__WHAT YOU ARE ASKED TO DO__. From the first line to the last, write out the records exactly.

[Stored data entries]
========================================================================

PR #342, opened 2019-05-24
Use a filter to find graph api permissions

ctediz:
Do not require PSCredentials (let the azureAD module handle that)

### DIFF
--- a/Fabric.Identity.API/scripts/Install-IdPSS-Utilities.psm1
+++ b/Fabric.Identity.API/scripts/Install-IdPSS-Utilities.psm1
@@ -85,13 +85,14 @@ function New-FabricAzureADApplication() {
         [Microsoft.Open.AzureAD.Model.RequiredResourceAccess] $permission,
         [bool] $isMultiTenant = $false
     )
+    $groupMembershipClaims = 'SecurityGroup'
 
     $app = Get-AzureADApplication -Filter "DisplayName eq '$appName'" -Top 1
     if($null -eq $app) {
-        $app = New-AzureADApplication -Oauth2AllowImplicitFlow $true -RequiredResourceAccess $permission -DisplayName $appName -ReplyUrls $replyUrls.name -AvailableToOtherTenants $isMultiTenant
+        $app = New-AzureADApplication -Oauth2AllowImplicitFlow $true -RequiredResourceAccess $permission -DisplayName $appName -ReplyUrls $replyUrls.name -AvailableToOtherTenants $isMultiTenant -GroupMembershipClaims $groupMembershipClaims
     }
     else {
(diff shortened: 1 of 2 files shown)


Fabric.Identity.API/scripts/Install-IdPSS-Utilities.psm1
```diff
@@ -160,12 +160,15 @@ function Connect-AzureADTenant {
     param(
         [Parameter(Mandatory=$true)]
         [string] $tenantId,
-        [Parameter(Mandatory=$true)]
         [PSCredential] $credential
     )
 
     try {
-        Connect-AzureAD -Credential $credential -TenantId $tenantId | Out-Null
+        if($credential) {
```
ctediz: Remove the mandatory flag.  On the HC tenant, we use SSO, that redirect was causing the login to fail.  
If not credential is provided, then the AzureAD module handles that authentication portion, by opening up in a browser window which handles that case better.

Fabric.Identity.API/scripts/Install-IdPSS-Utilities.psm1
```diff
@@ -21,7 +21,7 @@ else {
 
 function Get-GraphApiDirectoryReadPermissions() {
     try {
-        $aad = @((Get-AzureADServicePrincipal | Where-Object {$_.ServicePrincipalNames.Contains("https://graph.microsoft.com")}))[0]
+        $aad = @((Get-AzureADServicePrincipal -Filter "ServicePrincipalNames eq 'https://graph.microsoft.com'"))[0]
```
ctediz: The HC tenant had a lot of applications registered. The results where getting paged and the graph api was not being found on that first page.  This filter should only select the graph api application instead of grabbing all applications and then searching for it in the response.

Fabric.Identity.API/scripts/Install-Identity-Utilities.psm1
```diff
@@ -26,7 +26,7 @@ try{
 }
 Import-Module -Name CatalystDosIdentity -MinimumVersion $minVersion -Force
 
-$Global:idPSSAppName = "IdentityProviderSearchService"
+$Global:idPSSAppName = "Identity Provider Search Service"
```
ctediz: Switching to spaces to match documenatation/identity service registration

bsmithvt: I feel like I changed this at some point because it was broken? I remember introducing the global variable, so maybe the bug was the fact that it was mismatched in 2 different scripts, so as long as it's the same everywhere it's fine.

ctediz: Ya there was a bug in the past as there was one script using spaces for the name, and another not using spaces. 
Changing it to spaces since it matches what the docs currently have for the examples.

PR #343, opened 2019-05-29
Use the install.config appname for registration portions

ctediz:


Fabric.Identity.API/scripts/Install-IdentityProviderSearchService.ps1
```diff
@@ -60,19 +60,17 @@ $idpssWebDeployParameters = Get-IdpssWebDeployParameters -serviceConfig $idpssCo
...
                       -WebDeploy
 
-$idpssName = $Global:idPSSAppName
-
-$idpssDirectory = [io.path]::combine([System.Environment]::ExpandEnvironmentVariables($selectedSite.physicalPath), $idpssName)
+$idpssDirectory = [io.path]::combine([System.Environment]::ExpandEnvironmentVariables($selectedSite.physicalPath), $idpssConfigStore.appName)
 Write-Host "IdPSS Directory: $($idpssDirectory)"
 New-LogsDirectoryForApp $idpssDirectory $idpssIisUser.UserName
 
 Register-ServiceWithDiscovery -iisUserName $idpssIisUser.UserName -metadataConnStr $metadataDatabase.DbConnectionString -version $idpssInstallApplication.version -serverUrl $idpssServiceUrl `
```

========================================================================

__OUTPUT BELOW__.
PR #342, opened 2019-05-24
Use a filter to find graph api permissions

ctediz:
Do not require PSCredentials (let the azureAD module handle that)

### DIFF
--- a/Fabric.Identity.API/scripts/Install-IdPSS-Utilities.psm1
+++ b/Fabric.Identity.API/scripts/Install-IdPSS-Utilities.psm1
@@ -85,13 +85,14 @@ function New-FabricAzureADApplication() {
         [Microsoft.Open.AzureAD.Model.RequiredResourceAccess] $permission,
         [bool] $isMultiTenant = $false
     )
+    $groupMembershipClaims = 'SecurityGroup'
 
     $app = Get-AzureADApplication -Filter "DisplayName eq '$appName'" -Top 1
     if($null -eq $app) {
-        $app = New-AzureADApplication -Oauth2AllowImplicitFlow $true -RequiredResourceAccess $permission -DisplayName $appName -ReplyUrls $replyUrls.name -AvailableToOtherTenants $isMultiTenant
+        $app = New-AzureADApplication -Oauth2AllowImplicitFlow $true -RequiredResourceAccess $permission -DisplayName $appName -ReplyUrls $replyUrls.name -AvailableToOtherTenants $isMultiTenant -GroupMembershipClaims $groupMembershipClaims
     }
     else {
(diff shortened: 1 of 2 files shown)


Fabric.Identity.API/scripts/Install-IdPSS-Utilities.psm1
```diff
@@ -160,12 +160,15 @@ function Connect-AzureADTenant {
     param(
         [Parameter(Mandatory=$true)]
         [string] $tenantId,
-        [Parameter(Mandatory=$true)]
         [PSCredential] $credential
     )
 
     try {
-        Connect-AzureAD -Credential $credential -TenantId $tenantId | Out-Null
+        if($credential) {
```
ctediz: Remove the mandatory flag.  On the HC tenant, we use SSO, that redirect was causing the login to fail.  
If not credential is provided, then the AzureAD module handles that authentication portion, by opening up in a browser window which handles that case better.

Fabric.Identity.API/scripts/Install-IdPSS-Utilities.psm1
```diff
@@ -21,7 +21,7 @@ else {
 
 function Get-GraphApiDirectoryReadPermissions() {
     try {
-        $aad = @((Get-AzureADServicePrincipal | Where-Object {$_.ServicePrincipalNames.Contains("https://graph.microsoft.com")}))[0]
+        $aad = @((Get-AzureADServicePrincipal -Filter "ServicePrincipalNames eq 'https://graph.microsoft.com'"))[0]
```
ctediz: The HC tenant had a lot of applications registered. The results where getting paged and the graph api was not being found on that first page.  This filter should only select the graph api application instead of grabbing all applications and then searching for it in the response.

Fabric.Identity.API/scripts/Install-Identity-Utilities.psm1
```diff
@@ -26,7 +26,7 @@ try{
 }
 Import-Module -Name CatalystDosIdentity -MinimumVersion $minVersion -Force
 
-$Global:idPSSAppName = "IdentityProviderSearchService"
+$Global:idPSSAppName = "Identity Provider Search Service"
```
ctediz: Switching to spaces to match documenatation/identity service registration

bsmithvt: I feel like I changed this at some point because it was broken? I remember introducing the global variable, so maybe the bug was the fact that it was mismatched in 2 different scripts, so as long as it's the same everywhere it's fine.

ctediz: Ya there was a bug in the past as there was one script using spaces for the name, and another not using spaces. 
Changing it to spaces since it matches what the docs currently have for the examples.

PR #343, opened 2019-05-29
Use the install.config appname for registration portions

ctediz:


Fabric.Identity.API/scripts/Install-IdentityProviderSearchService.ps1
```diff
@@ -60,19 +60,17 @@ $idpssWebDeployParameters = Get-IdpssWebDeployParameters -serviceConfig $idpssCo
...
                       -WebDeploy
 
-$idpssName = $Global:idPSSAppName
-
-$idpssDirectory = [io.path]::combine([System.Environment]::ExpandEnvironmentVariables($selectedSite.physicalPath), $idpssName)
+$idpssDirectory = [io.path]::combine([System.Environment]::ExpandEnvironmentVariables($selectedSite.physicalPath), $idpssConfigStore.appName)
 Write-Host "IdPSS Directory: $($idpssDirectory)"
 New-LogsDirectoryForApp $idpssDirectory $idpssIisUser.UserName
 
 Register-ServiceWithDiscovery -iisUserName $idpssIisUser.UserName -metadataConnStr $metadataDatabase.DbConnectionString -version $idpssInstallApplication.version -serverUrl $idpssServiceUrl `
```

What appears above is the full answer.